Another limitation of this study is the definition of hypotension. There are various ways to define significant intraoperative hypotension. As well as the actual recorded pressure, we need to consider if it is systolic, mean, or diastolic, whether it is an absolute value or a value relative to a baseline (and defining baseline is itself contentious), the length of time that the child is hypotensive, and whether the hypotensive time is continuous or intermittent. In this study, it was assumed that brief (5-min cumulative) periods of significant hypotension will cause injury. This assumption was based on adult data. The pathophysiology of renal perfusion and injury may be different in children, and it may be that more prolonged periods of lesser hypotension would cause injury. We simply don’t know if this may be the case. One of the drivers for the study was the uncertainty around what is a normal or acceptable blood pressure during anesthesia in children.

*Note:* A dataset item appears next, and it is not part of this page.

PR #151, opened 2022-03-06
✨ Merkle Lib

rajivpo:
should be more gas efficient than the [OZ implementation](https://github.com/OpenZeppelin/openzeppelin-contracts/blob/master/contracts/utils/cryptography/MerkleProof.sol) which was used as a starting point.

There are data describing what pediatric anesthesiologists usually do, and what they tend to think, but there is a lack of any evidence for what actually matters.^8–10  Obviously a very low blood pressure will inevitably cause renal ischemia and poor outcome, but unfortunately in this study, the authors did not achieve their goal in determining what we should take as an acceptable level of hypotension in terms of kidney injury. Similar uncertainties surround the level of hypotension that results in significant cerebral ischemia.¹⁰ 

So, what should readers take away from this study? First, although the reported incidence of acute kidney injury may be biased, it does highlight that children are not immune to acute kidney injury, and the incidence may well be higher than we appreciate. Perhaps, as a first step, we need to have a lower threshold for measuring renal function in children postoperatively. Second it might be tempting to conclude that hypotension is not an issue for renal function in children, but I think that may be premature given the overall paucity of data. What the study does highlight is that children are indeed different than adults and that adult paradigms of perioperative care cannot be automatically extrapolated to children. Kiddie kidneys are not little adult kidneys.